Assemblyman Keith Richman, R-Granada Hills called 500 megawatts “a drop in the bucket” that would do little to ward off blackouts.

Consumer advocates feared the news means power companies will get richer while customers face higher rates.

“After two weeks of legislators, utilities and Wall Street lobbyists screaming that we had to use the state treasury to keep the lights on, we’re not getting any energy,” said Doug Heller of the Foundation for Taxpayer and Consumer Rights. “Five hundred megawatts does not solve the energy crunch.”

But a Davis administration spokesman said the state plans to continue seeking bids and eventually meet the governor’s goal of securing 95 percent of needed power in long-term contracts. And as the state signs more long-term contracts, he added, spot prices will fall.

“It’s wise not to get all your bids at the same time because you’re dealing with the same market environment,” said Mike Sicilia, spokesman for the Department of Water Resources. “We hope over the next couple of months or so to have that portfolio built up.”

The terms of the contracts range from three to 10 years, but state leaders would not disclose the cost, saying that would jeopardize ongoing efforts to secure contracts at good prices.

“The deals we have completed are competitive,” Freeman said.

It was unclear Tuesday when the state would begin receiving power under the contracts, which have yet to be signed. The state is still negotiating “non-price issues,” Freeman said.

The deals were announced hours before the midnight expiration of federal orders requiring companies to sell electricity and natural gas to California despite concerns that they won’t get paid.

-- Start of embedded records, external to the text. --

PR #2643, opened 2026-08-19
docs(tutorial): OpenTelemetry End-to-End with Qdrant Cloud

anush008:
## [PREVIEW](https://deploy-preview-2643--condescending-goldwasser-91acf0.netlify.app/documentation/tutorials-build-essentials/opentelemetry-end-to-end/)

cc @meinsta, does this cut it?


meinsta:
Reviewed this end to end against a 1.17.1 Cloud cluster. The Collector bridge is the piece that was missing from our docs and it's right: two scrape jobs, `per_collection=true` on the node job, and the correlation walkthrough all hold up.

I found four things that would have shipped broken, and rather than leave them as a round trip I fixed them in #2687, which is already merged into this branch. Writing them up here so the reasoning is on the record.

**1. `restore.py` failed as written.** `recover_snapshot` defaults to `wait=True`, and restoring 18k points outruns the client's default timeout, so the reader gets `ResponseHandlingException` and a stack trace. Worse, the restore finishes server-side, so re-running hits the `collection_exists` guard and silently no-ops — it looks like the script never worked. Fixed with `timeout=600` on the client.

**2. Step 7's payoff didn't land.** This was the important one. `app.py` picked the slowest span by client wall-clock, but measured over 20 requests per shape the two query shapes sit ~1% apart at the client while in-database time moves 26%:

| Query shape | Client median | Mean time inside Qdrant |
|---|---|---|
| `docs`, `limit=10` | 312.6 ms | 2.71 ms |
| `blog`, `limit=1000` | 316.2 ms | 3.42 ms |

Under 1% of what the client waits for is spent in the database. So "slowest span" was usually a network outlier on the *cheap* query, and the reader opened a trace in Tempo with no cluster-side story behind it — teaching people to blame the database for a transport problem, which is the exact confusion this page should be clearing up. Step 7 now has a "Read the ratio, not the total" section with those numbers and tells readers to rank by `rest_responses_duration_seconds` when they want work the database actually did.

**3. The layer boundary was never stated.** Qdrant emits database metrics only; token counts, model latency and retrieval relevance come from a tracing library in the app. "Do you integrate with Datadog / New Relic / Arize?" is one of the most common questions we get on calls and the answer wasn't written down anywhere. Now a "Which layer reports what" section above the fold.

**4. The Grafana dashboard was missing,** while the page told readers to look at `traefik_service_request_duration_seconds`. Now linked, flagged as community-maintained rather than a supported surface, with a warning that several API-latency panels query `envoy_cluster_upstream_rq_*` and render empty on Traefik clusters.

Also added: the vendor rows are marked endpoint-and-header only and untested, there's a "Verified against" section that names the three paths which were *not* verified, and an aside noting `per_collection=true` is documented as v1.18+ but works on 1.17.1 with histograms included — without which a reader on an older cluster gets an empty PromQL result and nothing to explain why.

The Kubernetes section landed too, since every account that raised this on a call was already running Prometheus in Kubernetes. The specific trap is that a kube-prometheus-stack `ScrapeConfig` against `/sys_metrics` gives you node and edge metrics but not `collection_running_optimizations` — the one metric you most need is the one that silently goes missing.

Two corrections to things I raised earlier and got wrong: `otlp_grpc` is a valid registered alias in collector-contrib, and the blog section holds 3,330 points, not under 1,000.

Content-wise this is done from my side. CI is green and there are no conflicts.

meinsta (approved):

The Department of Energy orders have kept about 500 megawatts of power flowing to the state, enough for half a million average homes.

With the state now in its third straight week of Stage Three shortages, any loss of power supplies could force the state over into blackouts. Nonetheless, blackouts weren’t expected to result today.

Grid officials said at least one major power company, Houston-based Reliant Energy, was threatening to pull the plug on California after the federal order expired. But power grid operators obtained a federal court order late Tuesday to block such a move.

Reliant, a big supplier with five major California power plants generating 3,800 megawatts, denied that it had plans to cut off the state.

“We’re not saying what we’re going to do,” said Reliant spokesman Richard Wheatley. “We’re still trying to reach some solutions out there.”

Gov. Gray Davis told CNN that with the state stepping in to buy power, he isn’t worried about companies pulling out of the California electricity markets.

Meanwhile, critics assailed his administration for offering so few details about the long-term contracts.

“We’re experiencing an information blackout — or grayout,” said Assemblyman Tony Strickland, R-Camarillo.

State Controller Kathleen Connell, a Democrat, announced plans to unveil a website this week showing the state’s daily power costs, saying it is public information.

But Steve Maviglio, spokesman for Davis, said the website could undermine the state’s negotiating process.

“The more information we give away, the harder it is for us to get the best deal,” Maviglio said.